*Given data*
PR #1325, opened 2022-08-08
Add "Limited Write" role to proto schema

stefanvanburen:
~~This adds the "Write Drafts" role to the repository roles.~~

NOTE: Changed the name to "Limited Write" per feedback below.


unmultimedio (approved):
Although I don't have full context on how drafts will work, I recommend looking for a second review haha.

proto/buf/alpha/registry/v1alpha1/role.proto
```diff
@@ -38,6 +38,7 @@ enum RepositoryRole {
   REPOSITORY_ROLE_ADMIN = 2;
   REPOSITORY_ROLE_WRITE = 3;
   REPOSITORY_ROLE_READ = 4;
+  REPOSITORY_ROLE_WRITE_DRAFTS = 5;
```
cyinma, line 41: I was thinking about if this need a comment as it's not as self described as others (and if we do that we should probably do it to the entire file), but that might be more like an implementation detail so I think it's good for now

cyinma (approved):
lgtm!

proto/buf/alpha/registry/v1alpha1/role.proto
robbertvanginkel, line 41: I'm not the biggest fan of the "Write drafts" name for a role, I feel like if I would see "write drafts" as a role in the UI that is very specificly related to one permission but very vague on what else they can do. Have we considered something like "limited write", "partial member", "draft contributor" or similar? In github, the roles other than read/write/admin are generic terms like "maintain", "triage" and you go to the docs table to find out what that gets you.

*What to do*
Write the material out once more so that every line matches the original.

*Result for this task*
PR #1325, opened 2022-08-08
Add "Limited Write" role to proto schema

stefanvanburen:
~~This adds the "Write Drafts" role to the repository roles.~~

NOTE: Changed the name to "Limited Write" per feedback below.


unmultimedio (approved):
Although I don't have full context on how drafts will work, I recommend looking for a second review haha.

proto/buf/alpha/registry/v1alpha1/role.proto
```diff
@@ -38,6 +38,7 @@ enum RepositoryRole {
   REPOSITORY_ROLE_ADMIN = 2;
   REPOSITORY_ROLE_WRITE = 3;
   REPOSITORY_ROLE_READ = 4;
+  REPOSITORY_ROLE_WRITE_DRAFTS = 5;
```
cyinma, line 41: I was thinking about if this need a comment as it's not as self described as others (and if we do that we should probably do it to the entire file), but that might be more like an implementation detail so I think it's good for now

cyinma (approved):
lgtm!

proto/buf/alpha/registry/v1alpha1/role.proto
robbertvanginkel, line 41: I'm not the biggest fan of the "Write drafts" name for a role, I feel like if I would see "write drafts" as a role in the UI that is very specificly related to one permission but very vague on what else they can do. Have we considered something like "limited write", "partial member", "draft contributor" or similar? In github, the roles other than read/write/admin are generic terms like "maintain", "triage" and you go to the docs table to find out what that gets you.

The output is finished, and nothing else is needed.